OK, my mother often says that you cannot effectively clean an entire house at once. You have to do it one room at a time. I think when it comes to spiritual growth and progression that God looks at our lives the exact same way. As I’ve grown closer to God, I have realized that it’s not him that pressures us to change. Convicts us, yes. But pressures us? No, we let flesh handle that all on it’s own…and it’s usually not the most effective kind of therapy.
I’m starting that off to say that if you have several areas of addiction that you are working through, do not get overwhelmed. If you smoke and drink, pick one and start there. If you read erotica and watch movies, trying letting the movies go and then moving on to the books. Now, I’m not saying that going “cold turkey” is impossible, but from personal experience I can attest to the fact that taking one day—and addiction at a time is more probable. After all, when the Word says that “Love is patient” (I Corinthians 13:4) and that we are to be “Anxious for nothing” (Philippians 4:6), I believe this also applies to the steps of recovery.
With that said, let me share something with you that God told me the day after he wrote me my love letter (the blog post before this one).
As a writer, I guess it’s an occupational hazard that I journal quite a bit. Well, as I was telling my Father about what a crappy day I was having because spring is in the air and I wanted to indulge in some “illegal activity” (sex…which is for married folks), I found myself thinking (via writing) about why God would care so much about fornication since he is a spirit and it’s an act of the flesh. Of course, again, he took me to the beginning, Genesis and reminded me that it is the act of sex that actually unites flesh; not just the flesh, but the heart.
This is where it gets good. For many, many months, I have been abstinent, but there has been a guy who has been (whether consciously or unconsciously) the object of my affection for many, many years. As I found myself getting ready to throw a temper tantrum about how faithful I had been to God without seeing the “fruit of my labor” (yet), he took me to this scripture:
“And you shall love the Lord your God with all your heart, with all your soul, with all your mind, and with all your strength.’ This is the first commandment.”—Mark 12:30 (NKJV)
GOD: Shellie, you get props for saving your body (and yes, I do believe that God speaks to his children in ways that they understand), but what about your heart?
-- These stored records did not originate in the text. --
PR #14709, opened 2024-10-23
fix: use backend field to determine if an order is already with payment method set

starsirius:

This PR solves [EMI-2085]

### Description

When the payment method (e.g. credit card) of an order is later deleted, visiting the order page would lead to infinite redirection. The [redirect rule](https://github.com/artsy/force/blob/994c500db249b75c7b0f83958b0588962661ba03/src/Apps/Order/redirects.tsx#L63) fetches the payment method to determine if payment is already set. In a deleted payment method case, it returns null and the rule would incorrectly treat it as payment not yet set.

We don't actually need to fetch the payment method object again in the UI. Instead, it's better to [move the logic to the backend](https://github.com/artsy/exchange/pull/2270), and we can simply respect the boolean field returned.

This happens more often in staging, because payment method data were wiped out each week.

<details><summary>Before screen recording</summary>
<p>

infinite-redirection-before

</p>
</details> 

<details><summary>After screen recording</summary>
<p>

infinite-redirection-after

</p>
</details> 

[EMI-2085]: https://artsyproduct.atlassian.net/browse/EMI-2085?atlOrigin=eyJpIjoiNWRkNTljNzYxNjVmNDY3MDlhMDU5Y2ZhYzA5YTRkZjUiLCJwIjoiZ2l0aHViLWNvbS1KU1cifQ


src/Apps/Order/Utils/orderUtils.ts
```diff
@@ -10,27 +10,12 @@ const initialPaymentMethods: CommercePaymentMethodEnum[] = [
   "WIRE_TRANSFER",
 ]
 
-export const isPaymentSet = (
```
starsirius, line 13: Retire the entire utility to use the field returned from Exchange. This refactor is in [a63a36b](https://github.com/artsy/force/pull/14709/commits/a63a36b863f0386722729983ae8c570679cb3209).

PR #14743, opened 2024-10-28
chore(performance): Attempt to improve LCP by disabling lazyload on Artwork/Artist

damassi:

### Description

Removes the bot bits on here: https://github.com/artsy/force/pull/14708 and sets lazyload explicitly to `false` to improve LCP.


src/Apps/Artwork/Components/ArtworkLightboxPlaceholder.tsx
```diff
@@ -44,6 +44,7 @@ export const ArtworkLightboxPlaceholder: React.FC<ArtworkLightboxPlaceholderProp
           height="100%"
           alt="Loading"
           lazyLoad={lazyLoad}
+          style={{ filter: "blur(10px)" }}
```
damassi, line 47: @joeyAghion - check out the comment in this file. I think its safe to keep this since we're now disabling lazyload here. It looks a lot better with it on.

joeyAghion (approved):

PR #14744, opened 2024-10-28
chore(EMI-2094): Dont show the end times banner if the sale is ended

erikdstock:

This PR solves [EMI-2094]

### Description

This makes us not show the 'lots may close later due to cascading end times' banner if the sale has ended.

I need that, too. That is when I will consider you totally abstinent and faithful to me.
WOOOOOOOOOOOOOW. To be honest with you, I never really thought of that way until now, nor do I feel guilty about just coming up on that discovery. As long as you stay open, willing and obedient, God will lead you to where you need to be WHEN YOU NEED TO BE THERE. Obviously, God felt there were bigger fish to fry this time last year and the year before that…and the year before that then getting me to become “heart abstinent”. (Trust me, it wasn’t too long ago because I would have scoffed at the possibility of being physically abstinent.) But, I must admit that when I repented of letting a man have access to me in a way (even emotionally) that he should say vows for, it was like a weight was lifted off of me. I don’t know what God is going to do about “that man”, but I know that my heart is lighter now that I have totally left it up to the Father to handle.
So how can I be sure that God told me that? Well, that’s the best part. This past weekend, I went to see Prince of Caspian. When I came out, a girlfriend of mine that I haven’t spoken with in a couple of weeks left me a voicemail that said, “Shellie, I have a quote that made me think of you. I don’t want to leave it on your voicemail because I think I am meant to read it to you so call me as soon as you can.”
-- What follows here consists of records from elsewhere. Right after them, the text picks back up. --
PR #14745, opened 2024-10-28
chore: remove deep link dep

brainbicycle:

### Description

Removes deep link dependency now that we are serving this file via cloudflare, see here: https://github.com/artsy/artsy-eigen-web-association/pull/58


damassi (approved):

MrSltun (approved):
🧹🧹🧹

PR #14756, opened 2024-10-30
refactor(tests): Migrate legacy enzyme tests to .jest.enzyme extension

damassi:

### Description

PR 1 of 2: Since Enzyme is no longer supported in React 18, we need to segment our legacy tests from our primary test runner. 

To do this, we 
- Search for all tests that contain `from "enzyme"` and rename the file to `test.jest.enzyme.ts`
- Add new jest test config (`jest.legacy.config`) that matches this new extension 
- Add a new package.json script for devs to run `yarn jest-enzyme` against old files 
- Update CI config with a new job `test-legacy`

One surprising positive I discovered here is that only 1/6th of our tests use Enzyme! That's quite amazing tbh (and good work team ❇️). 

The next PR will create a new aliased lib import similar to [how we do it in volt](https://github.com/artsy/volt/blob/main/package.json#L130) that specifically targets React 17 and then updates our config to execute legacy tests against that.


package.json
```diff
@@ -36,7 +36,7 @@
     "docker:clean": "docker rmi force force:builder force:electron",
     "jest": "node_modules/.bin/jest --config jest.config.js",
     "jest:debug": "node --inspect node_modules/.bin/jest --runInBand",
-    "jest:terse": "TERSE_RTL_OUTPUT=true jest",
+    "jest-enzyme": "node_modules/.bin/jest --config jest.legacy.config.js",
```
anandaroop, line 39: **question:** Intentionally dropping the `terse` package script?

anandaroop (approved):
LGTM, just one q

Also I think that Peril warning is a false alarm based on [this recent PR](https://github.com/artsy/force/pull/14745), yeah?

package.json
damassi: Yah, that was a silly "me problem" 🤦 And don't know what i was thinking there

damassi: Ie: 99% of the time its helpful. I ran into the 1% and caused a lil fuss and having this extra script just complicates things.

damassi:
Ah! re that dep update -- lemme rebase.

PR #14759, opened 2024-10-30
chore(tests): Split react versions for enzyme tests

damassi:

Addresses [DIA-951]

### Description

This adds the setup pointers for using an explicit `react-17` version for enzyme tests. Don't have React 18 in the app yet, but this finishes the prework on the test setup side. 

[DIA-951]: https://artsyproduct.atlassian.net/browse/DIA-951?atlOrigin=eyJpIjoiNWRkNTljNzYxNjVmNDY3MDlhMDU5Y2ZhYzA5YTRkZjUiLCJwIjoiZ2l0aHViLWNvbS1KU1cifQ


package.json
```diff
@@ -166,8 +163,10 @@
     "qrcode.react": "1.0.0",
     "qs": "6.5.3",
     "react": "17.0.2",
+    "react-17": "npm:react@17.0.2",
     "react-dfp": "^0.21.0",
     "react-dom": "17.0.2",
+    "react-dom-17": "npm:react-dom@17.0.2",
```
anandaroop, line 169: **question (non-blocking):** What's the deal with the `npm:` syntax? That's how you declare an alias to a second version of the same lib?

jest.legacy.config.js
```diff
@@ -7,7 +7,9 @@ module.exports = {
   moduleFileExtensions: ["js", "json", "jsx", "ts", "tsx"],
   moduleNameMapper: {
     "^luxon$": "<rootDir>/node_modules/luxon",
-    "^react$": "<rootDir>/node_modules/react",
+    "^react$": "react-17",
+    "^react-dom$": "react-dom-17",
+    "^react-dom/test-utils$": "react-dom-17/test-utils",
```
anandaroop, line 12: **question (non-blocking):** And here we use the alias name only, not the full `node_modules` path?

anandaroop (approved):
👍🏽 

Just some noob question re the funky syntax…

package.json
damassi: Yup! Its very useful, assuming you can remap the internals via some tool like jest

jest.legacy.config.js
damassi: Yup, when jest runs its `transform` over the code (via `babel-jest`) it will preprocess the code and swap out refs before execution.

src/Components/Address/__tests__/useAddressAutocomplete.jest.ts
```diff
@@ -96,7 +96,7 @@ describe("useAddressAutocomplete", () => {
           })
           const { result } = setupHook({ country: "US" }, hookOptions)
 
-          await act(() => {
```
damassi, line 99: not sure why these are suddenly failing, but in any case, this sort of invocation on act is incorrect! So better is better

PR #14774, opened 2024-11-03
feat(web-vitals): Better DX around web-vitals debugging

damassi:

### Description

Been getting very annoyed having to use lighthouse and other 3rd party tools for debugging web vitals stuff, and it turns out google released a package called [web-vitals](https://github.com/GoogleChrome/web-vitals) which we can use to tap into all of those underlying stats. So this wires that up and makes things much easier to debug! 

Can enable via ENV variable:
- `ENABLE_WEB_VITALS_LOGGING` 

Examples:

Screenshot 2024-11-02 at 9 00 21 PM

For areas that we need to dig into, it emits helpful info (like offending DOM nodes) which you can hover right over and it will select on the page:

Screenshot 2024-11-02 at 9 05 39 PM

cc @artsy/diamond-devs


damassi:
(Going to merge this and turn on on staging 🚶)

PR #14782, opened 2024-11-04
fix(preconnect): Remove unnecessary crossorigin attributes

damassi:

### Description

Been looking at this nicer (realtime) page analysis tool ([debugbear](https://www.debugbear.com/test/website-speed/ZCsVHyUb/overview?info=errors&metric=hints.errors)) and noticed that it returned a `preconnect` crossorigin error related to our cdn. Since this is public (as with our other cdn urls) I went ahead and removed that flag to address this error:

Screenshot 2024-11-03 at 4 11 29 PM

Not sure if i'm missing anything here but seems fine. 

Also flagged our prefetch hint as not being high priority (not an actual image, but...?), so added the attribute to fix that too.


damassi:
Actually, digging around further, advice here is ambiguous.

PR #14787, opened 2024-11-04
feat(performance): Add PreloadWebpackPlugin for preloading initial JS chunks and simplify html pipeline

damassi:

This PR solves [DIA-969]

### Description

This adds support for preload hints around initial JS chunks that are shipped down to the page via https://github.com/vuejs/preload-webpack-plugin. 

Idea first came from reading [this blogpost](https://mmazzarolo.com/blog/2024-08-13-async-chunk-preloading-on-load) and dug around a bit and realized that webpack can do this all for us. 

Example output:

Screenshot 2024-11-04 at 12 33 35 PM

Also refactored / simplified our html setup by not manually defining JS chunk output in our html template, and instead let HTMLWebpackPlugin do the work it was originally designed to do 🤷 

cc @artsy/diamond-devs 

[DIA-969]: https://artsyproduct.atlassian.net/browse/DIA-969?atlOrigin=eyJpIjoiNWRkNTljNzYxNjVmNDY3MDlhMDU5Y2ZhYzA5YTRkZjUiLCJwIjoiZ2l0aHViLWNvbS1KU1cifQ

### DIFF
--- a/webpack/sharedPlugins.js
+++ b/webpack/sharedPlugins.js
@@ -1,6 +1,7 @@
 // @ts-check
 
 import { RetryChunkLoadPlugin } from "webpack-retry-chunk-load-plugin"
+import PreloadWebpackPlugin from "@vue/preload-webpack-plugin"
 import NodePolyfillPlugin from "node-polyfill-webpack-plugin"
 import webpack from "webpack"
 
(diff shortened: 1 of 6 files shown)


webpack/sharedPlugins.js
```diff
@@ -26,4 +27,10 @@ export const sharedPlugins = () => [
       return "cache-bust=" + Date.now();
     }`,
   }),
+
+  new PreloadWebpackPlugin({
+    rel: "preload",
+    as: "script",
+    include: "initial",
```
damassi, line 34: Initial = just the scripts needed to render whatever initial landing page the user first requests. 

Looking at the output, its a lot! Really need to take a deep dive into our JS layer.

damassi:
Gonna merge to get this to staging. Happy to follow up with any change requests!

PR #14793, opened 2024-11-04
feat(performance): Add PreloadWebpackPlugin for preloading initial JS chunks -- Review App 

damassi:
### Description

Opening a review app for preloading JS chunks: https://github.com/artsy/force/pull/14787 (PR merged and reverted).

The issue is we were double embedding our script tags for some reason. Removed the second call, and all good.

### DIFF
--- a/webpack/envs/clientProductionConfig.js
+++ b/webpack/envs/clientProductionConfig.js
@@ -65,11 +65,11 @@ const clientProductionConfig = () => {
         template: path.resolve(basePath, "src/html.ejs"),
         inject: true,
         scriptLoading: "defer",
-        minify: {
-          collapseWhitespace: true,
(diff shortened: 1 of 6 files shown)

When I returned her call, this is what she said:
“A woman’s heart should be so hidden in Christ that only a man who seeks him can find her.”
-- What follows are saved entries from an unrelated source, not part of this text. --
PR #14794, opened 2024-11-04
feat: add Link headers corresponding to preconnect and preload instructions (DIA-967)

joeyAghion:
This PR adds `Link` headers corresponding to the `preconnect` and `preload` declarations already made [at the top of our HTML template](https://github.com/artsy/force/blob/7fc5ed5cb75c865cc0b146072e26258e2772d10c/src/html.ejs#L9-L17).

Once these are part of Force's response, we should be able to toggle on [Cloudflare's intelligent "early hints" handling](https://developers.cloudflare.com/cache/advanced-configuration/early-hints/). Supposedly, `103` responses will automatically be streamed to compatible clients before the server's response is available.

[This thread](https://webmasters.stackexchange.com/questions/89466/when-should-i-use-the-crossorigin-attribute-on-a-preconnect-link) was helpful in understanding the appropriate `crossorigin` settings.

(Very open to feedback about how to better reuse the preconnect/preload logic from elsewhere.)

Once this is ready to merge, I'd suggest we first release on its own, then enable early hints once we're satisfied that there's no adverse impact.

https://artsyproduct.atlassian.net/browse/DIA-967

### DIFF
--- a/src/Server/middleware/linkHeadersMiddleware.ts
+++ b/src/Server/middleware/linkHeadersMiddleware.ts
@@ -22,7 +22,7 @@ export function linkHeadersMiddleware(
       `<${WEBFONT_URL}/ll-unica77_regular.woff2>; rel=preload; as=font; crossorigin`,
       `<${WEBFONT_URL}/ll-unica77_medium.woff2>; rel=preload; as=font; crossorigin`,
       `<${WEBFONT_URL}/ll-unica77_italic.woff2>; rel=preload; as=font; crossorigin`,
-    ] as any)
+    ])
   }
   next()
 }
--- a/src/Server/middleware/linkHeadersMiddleware.ts
+++ b/src/Server/middleware/linkHeadersMiddleware.ts
@@ -1,0 +1,28 @@
+import type { NextFunction } from "express"
+import type { ArtsyRequest, ArtsyResponse } from "./artsyExpress"
+
+import { CDN_URL, GEMINI_CLOUDFRONT_URL, WEBFONT_URL } from "Server/config"
+
+/**
+ * Link headers allow 103: Early Hints to be sent to the client (by Cloudflare).
+ * These should correspond to preconnect and preload items from html.ejs.
+ * See: https://developers.cloudflare.com/cache/advanced-configuration/early-hints/
+ */
+export function linkHeadersMiddleware(
+  req: ArtsyRequest,
+  res: ArtsyResponse,
+  next: NextFunction
+) {
+  if (!res.headersSent) {
+    res.header("Link", [
+      `<${CDN_URL}>; rel=preconnect; crossorigin`,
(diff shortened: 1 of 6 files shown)


src/Server/middleware/linkHeadersMiddleware.ts
```diff
@@ -0,0 +1,28 @@
...
+  if (!res.headersSent) {
+    res.header("Link", [
+      `<${CDN_URL}>; rel=preconnect; crossorigin`,
+      `<${GEMINI_CLOUDFRONT_URL}>; rel=preconnect; crossorigin`,
+      `<${WEBFONT_URL}>; rel=preconnect; crossorigin`,
+      `<${WEBFONT_URL}/all-webfonts.css>; rel=preload; as=style`,
+      `<${WEBFONT_URL}/ll-unica77_regular.woff2>; rel=preload; as=font; crossorigin`,
+      `<${WEBFONT_URL}/ll-unica77_medium.woff2>; rel=preload; as=font; crossorigin`,
+      `<${WEBFONT_URL}/ll-unica77_italic.woff2>; rel=preload; as=font; crossorigin`,
+    ] as any)
```
joeyAghion, line 25: The `header` or `set` methods _do_ in fact accept an array. I attempted to update the types:

```bash
yarn add -D @types/express@4.17.21
```

...but that encountered many more errors of the form:

```
The inferred type of 'adminServerRoutes' cannot be named without a reference to 'express/node_modules/@types/express-serve-static-core'. This is likely not portable. A type annotation is necessary.
```

damassi: Lemme try locally real quick; this could likely be a quick fix (though any is totally fine here). One moment...

damassi: Pushed two small commits!

src/Server/middleware/linkHeadersMiddleware.ts
```diff
@@ -0,0 +1,28 @@
...
+      `<${CDN_URL}>; rel=preconnect; crossorigin`,
+      `<${GEMINI_CLOUDFRONT_URL}>; rel=preconnect; crossorigin`,
+      `<${WEBFONT_URL}>; rel=preconnect; crossorigin`,
+      `<${WEBFONT_URL}/all-webfonts.css>; rel=preload; as=style`,
+      `<${WEBFONT_URL}/ll-unica77_regular.woff2>; rel=preload; as=font; crossorigin`,
+      `<${WEBFONT_URL}/ll-unica77_medium.woff2>; rel=preload; as=font; crossorigin`,
+      `<${WEBFONT_URL}/ll-unica77_italic.woff2>; rel=preload; as=font; crossorigin`,
+    ])
+  }
+  next()
```
dzucconi, line 27: Very interesting. Had no idea this existed

dzucconi (approved):
Very cool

Double WOOOOOOOOOOOOOW, right? I told her the “50 words or less” version of why I knew that was a confirmation and she said, “Don’t you just love the divine way of things?”
I really do.
So, what does this all have to do with you and your struggles? I dunno. I really was just sharing my praise report (because even advisors have battles, sometimes bigger than you can imagine!), but I guess this also serves as a confirmation for some of you, too. If you are feeling convicted about releasing a habit, maybe ask God if you should try giving him your heart first.
More and more, I am coming to see that where the heart is, the body will follow.